Prior to joining EGRP, Ms. Caga-anan was a Postdoctoral Scholar at the Center for Genetic Research Ethics and Law, an NIH-funded Center for Excellence in Ethical, Legal, and Social Implications (ELSI) Research. In this capacity she conducted research pertaining to ELSI issues in genetics/genomics research. Ms. Caga-anan also completed the Cleveland Fellowship in Advanced Bioethics, during which she trained in clinical ethics consultation and examined ethical and legal issues in pediatrics, clinical genetics, genetics/genomics research, and human subjects research generally.
Carolyn M. Hutter, Ph.D. is a Program Director in the EGRP’s HSFB. Her responsibilities include expanding and managing a portfolio of grants that supports the development and implementation of more sophisticated methods in statistical genetics and genetic epidemiology for studies of complex diseases such as cancer.

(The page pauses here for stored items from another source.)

PR #4350, opened 2025-09-25
uplift: add `vmerrors` package from evm repositories

JonathanOppenheimer:
## Why this should be merged
There are packages in subnet-evm and coreth that share a lot of functionality / are mirrored. As has been discussed as an evm team wide effort, we are working to uplift these packages to AvalancheGo to prevent the duplicative maintenance of two sets of the same code. This particular package, `vmerrors` is a relatively easy lift, and is the union of both EVM repositories `error.go` file (which were disjoint). 

I will note however, that the fact this package exists is kind of stupid, IMO. Merging this PR would also then enabled the following issue to be resolved more easily across both repositories:

https://github.com/ava-labs/subnet-evm/issues/1747

## How this was tested

No


RodrigoVillar (approved):

alarso16:
This does make a lot of sense to uplift - however, I worry that once we resolve ava-labs/coreth#144 (specifically, errcheck and forbidigo) we will need more global errors here. It might even be worth moving some block verification errors into this package prior (e.g. `see coreth/plugin/evm/wrapped_block.go`). Is it worth waiting to uplift these three errors until the errors are more globally managed in coreth? Feel free to disagree

JonathanOppenheimer:
> This does make a lot of sense to uplift - however, I worry that once we resolve [ava-labs/coreth#144](https://github.com/ava-labs/coreth/pull/144) (specifically, errcheck and forbidigo) we will need more global errors here. It might even be worth moving some block verification errors into this package prior (e.g. `see coreth/plugin/evm/wrapped_block.go`). Is it worth waiting to uplift these three errors until the errors are more globally managed in coreth? Feel free to disagree

Fully agree - would love to see vmerrors be the source of all vmerrors, and used across the board - I think our error declaration in the EVM repos could use some work. Will mark as draft for now.

vms/evm/vmerrors/errors.go
```diff
@@ -0,0 +1,14 @@
+// Copyright (C) 2019-2025, Ava Labs, Inc. All rights reserved.
+// See the file LICENSE for licensing terms.
+
+package vmerrors
```
joshua-kim, line 4: Why do we define a `vmerrors` package, instead of defining these in the components that produce the errors? `evm.ErrFoo` would imply that it is a error the vm knows about. I generally feel that common packages are undesirable because it creates an unclear abstraction boundary that makes it very easy to dump things into.

vms/evm/vmerrors/errors.go
```diff
@@ -0,0 +1,14 @@
...
+
+import "errors"
+
+var (
+	ErrGenerateBlockFailed         = errors.New("failed to generate block")
+	ErrBlockVerificationFailed     = errors.New("failed to verify block")
+	ErrWrapBlockFailed             = errors.New("failed to wrap block")
+	ErrInvalidCoinbase             = errors.New("invalid coinbase")
+	ErrSenderAddressNotAllowListed = errors.New("cannot issue transaction from non-allowlisted address")
```
joshua-kim, line 13: Why is this a vm error? It seems like a error that the txpool defines. It looks like we have this in the `vmerrors` package because we wanted to avoid duplicating the error type, but it's two usages are:
* in the txpool [here](https://github.com/ava-labs/subnet-evm/blob/b02c096945bbd5979b010fbaf0411a3e8a1949ba/core/txpool/validation.go#L283), where we could just unexport this error since we care about its value in tests
* in state transition (I'm not familiar with this code) [here](https://github.com/ava-labs/subnet-evm/blob/0eabe2f692460c368c269f411a1742236316145b/core/state_transition.go#L364), where we're not even testing for it anyways. We don't reason about this error or test it - so we could just define it in-line here instead of forcing them to share the same error for what appears to be no clear benefit, since our prod code doesn't even reason about this error at all anyways.

vms/evm/vmerrors/errors.go
```diff
@@ -0,0 +1,14 @@
...
+
+package vmerrors
+
+import "errors"
+
+var (
+	ErrGenerateBlockFailed         = errors.New("failed to generate block")
+	ErrBlockVerificationFailed     = errors.New("failed to verify block")
+	ErrWrapBlockFailed             = errors.New("failed to wrap block")
+	ErrInvalidCoinbase             = errors.New("invalid coinbase")
```
joshua-kim, line 12: This is only used for a unit test and it's defined by `dummy`. It seems we have an integration test [here](//github.com/ava-labs/coreth) that does an assertion on it, but I would argue that:
1. The test looks significantly more complicated than it needs to be, I think the minimal case you need is to build a block and overwrite the coinbase and it gives us this error (i'm not sure though)
2. Since this is defined by `dummy` and you don't have an import issue, we could just define this in `dummy` (since it defines this error anyways) and do an assert against `dummy.ErrInvalidCoinbase`

vms/evm/vmerrors/errors.go
```diff
@@ -0,0 +1,14 @@
...
+// See the file LICENSE for licensing terms.
+
+package vmerrors
+
+import "errors"
+
+var (
+	ErrGenerateBlockFailed         = errors.New("failed to generate block")
+	ErrBlockVerificationFailed     = errors.New("failed to verify block")
+	ErrWrapBlockFailed             = errors.New("failed to wrap block")
```
joshua-kim, line 11: This is defined by code in `evm`, so we could move this there

vms/evm/vmerrors/errors.go
```diff
@@ -0,0 +1,14 @@
+// Copyright (C) 2019-2025, Ava Labs, Inc. All rights reserved.
+// See the file LICENSE for licensing terms.
+
+package vmerrors
+
+import "errors"
+
+var (
+	ErrGenerateBlockFailed         = errors.New("failed to generate block")
+	ErrBlockVerificationFailed     = errors.New("failed to verify block")
```
joshua-kim, line 10: Same w/ `ErrWrapBlockFailed`

vms/evm/vmerrors/errors.go
```diff
@@ -0,0 +1,14 @@
+// Copyright (C) 2019-2025, Ava Labs, Inc. All rights reserved.
+// See the file LICENSE for licensing terms.
+
+package vmerrors
+
+import "errors"
+
+var (
+	ErrGenerateBlockFailed         = errors.New("failed to generate block")
```
joshua-kim, line 9: Same w/ `ErrWrapBlockFailed`

JonathanOppenheimer:
cc: @alarso16 - let's make changes to coreth/subnet-evm to get rid of this package entirely.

This includes a focus on the many analytic and computational challenges accompanying the application of next generation sequencing technologies to large scale epidemiology studies.
Prior to joining EGRP, Dr. Hutter was a Senior Staff Scientist in the Cancer Prevention Program at the Fred Hutchinson Cancer Research Center and a Lecturer in the Epidemiology Department at the University of Washington. Her previous research focused on the role that genetic and environmental factors play in the risk of colorectal cancer, Parkinson’s disease, and other complex phenotypes.